> **Entries provided**
Content starts

PR #1281, opened 2026-07-01
Enforce async timeout deadlines and decouple async tests from generated Rust

jmcte:
## Summary

- The direct-native spike drives async tasks **eagerly with real `sleep_ms`**, but `async_timeout` ignored its deadline (`_milliseconds`) and always returned the task's value. So `await timeout<int>(slow(7), 25)` returned `Some(7)` even though `slow` slept 80ms > 25ms.
- **Track each task's real duration** in `SpikeValue::Task` (`duration_ms`), captured around the async function body in both `eval_call` paths, and have `async_timeout` return `None` when a task's duration exceeds the deadline (canceled tasks still short-circuit to `None`).
- **Decouple two async tests** from removed generated-Rust source inspection -- `async_timeout_returns_without_joining_slow_host_task` and `stage1_async_runtime_single_worker_drains_nested_join_and_timeout` now assert direct-native binary behavior only (they previously grepped `built.generated_rust`, which panics now that generated Rust is gone).

## Result (3 of 4 async gaps closed)

- `stage1_async_timeout_uses_real_elapsed_timer_and_returns_none` -> pass (timeout now fires).
- `async_timeout_returns_without_joining_slow_host_task` -> pass (decoupled + timeout).
- `stage1_async_runtime_single_worker_drains_nested_join_and_timeout` -> pass (decoupled; fast child returns `Some`).

`stage1_async_runtime_uses_configured_scheduler_and_timer_wheel` is **left as a tracked gap**: it spawns 32 tasks each sleeping 100ms and asserts `elapsed < 1200`, which requires real concurrent execution. The eager spike runs them sequentially (~3200ms), so that one needs a concurrent async runtime, not a timeout fix.

## Governing Issue

Refs #1255. Resolves three async `direct_native_contract` rows.

## Validation

- [x] The 3 target async tests pass; `stage1_async_timeout_uses_real_elapsed_timer_and_returns_none` verified (timeout -> None, cancel -> None, fast task -> Some).
- [x] Full `-p axiomc --lib --features run-native-tests`: **zero new failures** vs baseline.
- [x] `cargo fmt -- --check` clean (only pre-existing dead-code warnings, #1195-1199).
- [x] Required PR checks are expected to satisfy `CI Gate`
- [x] Skipped checks: none

## Bootstrap Governance

- [x] Changes are scoped to the linked issue
- [x] Contributor or PR guidance changes are not applicable
[...]

PR #1284, opened 2026-07-01
Model concurrent task execution with virtual sleeps in the async spike

jmcte:
## Summary

- The eager spike evaluated every async body inline with **real** thread sleeps, so 32 spawned 100ms tasks took ~3.2s of wall time -- the scheduler test's `elapsed < 1200` concurrency bound could never hold.
- This PR gives the spike a **virtual-time async model**:
  - Async function bodies evaluate with virtual sleeps: `clock_sleep_ms` inside an async body extends the task's `duration_ms` without blocking.
  - The time is spent when the task is **consumed**: `await` waits out the task's duration (or folds it into the enclosing task's duration when awaited inside another async body); `async_spawn` extends a shared group deadline to the task's end time; `async_join` waits for the **group deadline** (the max concurrent end time) instead of the sum of sleeps; `async_timeout` waits out `min(duration, deadline)` and returns `None` when the task would outrun the deadline.
  - Decouples the scheduler test from removed generated-Rust source inspection, matching the other async tests in #1281.

## Result

- 32 spawned 100ms sleeps finish in **~100ms** wall time (`elapsed >= 80`, `< 1200` both hold) -- concurrent semantics.
- Single-task behavior keeps real elapsed time: `timeout(slow(7), 25)` still reports `elapsed >= 20` (the deadline is waited out for real) and returns `None`; cancel short-circuits.
- All 13 non-network async lib tests pass; the 2 remaining async-adjacent failures are loopback-networking environment-gated cases.

## Stacked on

#1281 (`codex/rust-exit-async`) -- uses its `Task.duration_ms`. Merge #1281 first (or merge this and it carries both).

## Governing Issue

Refs #1255. Resolves `stage1_async_runtime_uses_configured_scheduler_and_timer_wheel`, the **last non-environmental async gap**.

## Validation

- [x] `stage1_async_runtime_uses_configured_scheduler_and_timer_wheel` -> pass in 0.56s (was 3.6s failing).
- [x] All async lib tests: 13 pass, only loopback-network env-gated cases remain.
- [x] Full `-p axiomc --lib --features run-native-tests`: **zero new failures** vs baseline.
- [x] `cargo fmt -- --check` clean.
- [x] Required PR checks are expected to satisfy `CI Gate`
- [x] Skipped checks: none

## Bootstrap Governance

- [x] Changes are scoped to the linked issue
- [x] Contributor or PR guidance changes are not applicable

Content ends

> **Exercise directions**
Repeat the entries exactly as they appear.

> **Problem solution**
PR #1281, opened 2026-07-01
Enforce async timeout deadlines and decouple async tests from generated Rust

jmcte:
## Summary

- The direct-native spike drives async tasks **eagerly with real `sleep_ms`**, but `async_timeout` ignored its deadline (`_milliseconds`) and always returned the task's value. So `await timeout<int>(slow(7), 25)` returned `Some(7)` even though `slow` slept 80ms > 25ms.
- **Track each task's real duration** in `SpikeValue::Task` (`duration_ms`), captured around the async function body in both `eval_call` paths, and have `async_timeout` return `None` when a task's duration exceeds the deadline (canceled tasks still short-circuit to `None`).
- **Decouple two async tests** from removed generated-Rust source inspection -- `async_timeout_returns_without_joining_slow_host_task` and `stage1_async_runtime_single_worker_drains_nested_join_and_timeout` now assert direct-native binary behavior only (they previously grepped `built.generated_rust`, which panics now that generated Rust is gone).

## Result (3 of 4 async gaps closed)

- `stage1_async_timeout_uses_real_elapsed_timer_and_returns_none` -> pass (timeout now fires).
- `async_timeout_returns_without_joining_slow_host_task` -> pass (decoupled + timeout).
- `stage1_async_runtime_single_worker_drains_nested_join_and_timeout` -> pass (decoupled; fast child returns `Some`).

`stage1_async_runtime_uses_configured_scheduler_and_timer_wheel` is **left as a tracked gap**: it spawns 32 tasks each sleeping 100ms and asserts `elapsed < 1200`, which requires real concurrent execution. The eager spike runs them sequentially (~3200ms), so that one needs a concurrent async runtime, not a timeout fix.

## Governing Issue

Refs #1255. Resolves three async `direct_native_contract` rows.

## Validation

- [x] The 3 target async tests pass; `stage1_async_timeout_uses_real_elapsed_timer_and_returns_none` verified (timeout -> None, cancel -> None, fast task -> Some).
- [x] Full `-p axiomc --lib --features run-native-tests`: **zero new failures** vs baseline.
- [x] `cargo fmt -- --check` clean (only pre-existing dead-code warnings, #1195-1199).
- [x] Required PR checks are expected to satisfy `CI Gate`
- [x] Skipped checks: none

## Bootstrap Governance

- [x] Changes are scoped to the linked issue
- [x] Contributor or PR guidance changes are not applicable
[...]

PR #1284, opened 2026-07-01
Model concurrent task execution with virtual sleeps in the async spike

jmcte:
## Summary

- The eager spike evaluated every async body inline with **real** thread sleeps, so 32 spawned 100ms tasks took ~3.2s of wall time -- the scheduler test's `elapsed < 1200` concurrency bound could never hold.
- This PR gives the spike a **virtual-time async model**:
  - Async function bodies evaluate with virtual sleeps: `clock_sleep_ms` inside an async body extends the task's `duration_ms` without blocking.
  - The time is spent when the task is **consumed**: `await` waits out the task's duration (or folds it into the enclosing task's duration when awaited inside another async body); `async_spawn` extends a shared group deadline to the task's end time; `async_join` waits for the **group deadline** (the max concurrent end time) instead of the sum of sleeps; `async_timeout` waits out `min(duration, deadline)` and returns `None` when the task would outrun the deadline.
  - Decouples the scheduler test from removed generated-Rust source inspection, matching the other async tests in #1281.

## Result

- 32 spawned 100ms sleeps finish in **~100ms** wall time (`elapsed >= 80`, `< 1200` both hold) -- concurrent semantics.
- Single-task behavior keeps real elapsed time: `timeout(slow(7), 25)` still reports `elapsed >= 20` (the deadline is waited out for real) and returns `None`; cancel short-circuits.
- All 13 non-network async lib tests pass; the 2 remaining async-adjacent failures are loopback-networking environment-gated cases.

## Stacked on

#1281 (`codex/rust-exit-async`) -- uses its `Task.duration_ms`. Merge #1281 first (or merge this and it carries both).

## Governing Issue

Refs #1255. Resolves `stage1_async_runtime_uses_configured_scheduler_and_timer_wheel`, the **last non-environmental async gap**.

## Validation

- [x] `stage1_async_runtime_uses_configured_scheduler_and_timer_wheel` -> pass in 0.56s (was 3.6s failing).
- [x] All async lib tests: 13 pass, only loopback-network env-gated cases remain.
- [x] Full `-p axiomc --lib --features run-native-tests`: **zero new failures** vs baseline.
- [x] `cargo fmt -- --check` clean.
- [x] Required PR checks are expected to satisfy `CI Gate`
- [x] Skipped checks: none

## Bootstrap Governance

- [x] Changes are scoped to the linked issue
- [x] Contributor or PR guidance changes are not applicable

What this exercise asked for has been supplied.